Конечно, чудеса не были только китайской привилегией, всякий народ их имел, и у всякого народа они были разные. У русских чудеса происходили все больше от недоразумений и от пьянства — так оно и называлось потом, «чудесить». У евреев чудесами заведовала каббала, но так вообще-то они чудеса не очень любили: все еще помнили историю грустных и двусмысленных соревнований Моисея с фараонами. У амазонок чудеса, само собой, были женские, ну а у китайцев — технические. Те славные времена, когда китайцы изобретали бумагу, порох, компас и прочие фарфоры, к несчастью, давно канули в прошлое, но на остатках древнего энтузиазма малый желтый брат еще мог тряхнуть стариной.
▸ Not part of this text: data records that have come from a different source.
PR #2509, opened 2024-03-03
Clean up unused stuff from user feed table

mqp:
I just randomly noticed there's a bunch of unnecessary fields here that we don't use anymore. Since `user_feed` population and serving is the single most intense thing in our software let's not make it inefficient for no reason.

The `reason` was always the `reasons[0]`, so there's no need to store it separately.

The others were all just getting `null` and never populated anymore.


mqp:
Seems the deploy strategy for this is

1. Deploy the web stuff that doesn't use the reason anymore by merging this PR.
2. Remove the non-null constraint on reason.
3. 3. Deploy the API, scheduler, and functions to not populate the deleted fields.
4. Alter the table to delete the fields.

Раз примерно в год на праздник Омовения Будды через реку перебиралась китайская ярмарка. Заведовал ею престарелый маньчжур Хайсэ, с длинной и бледной, словно непропеченный блин физиономией, жадными птичьими лапками и круглым, как воздушный шар, животом, который при самом легком ветре силился оторвать хозяина от земли и вознести в небеса, сияющие безоблачной синевой. За живот этот и горячий, раздражительный нрав получил он прозвище Хого — Самовар.
Ярмарка наша сильно отличалась от того, что можно было увидеть на русских ярмарках и даже представить себе. Впереди всех на место будущей дислокации въезжали на некрупных ослятях и мохнатых монгольских лошадках извечные соперники — даосские и буддийские монахи. Одни — с высокими, в клубень, бабьими прическами, с важным видом и взглядом, обещавшим если не вечную жизнь, то ничего хорошего, другие — налысо бритые, в желтых рясах, с потупленным взором, с непременными четками в руках, на которых они высчитывали время, оставшееся до воплощения будды грядущего Милэ.
Ослятей своих и лошадок они привязывали возле развернутых армейских палаток, отчего те сразу начинали орать непомерными голосами. Дикие звери — волки, медведи и тигры — приходили в соблазн среди наших кедровых и пихтовых зарослей, откуда они по ночам высовывали мохнатые морды и примеривались сожрать крикливую скотину. Однако сделать это было непросто — все копытные на ярмарке находились под прямым покровительством бодхисаттв и бессмертных вплоть до самого Тайшан Лаоцзюня.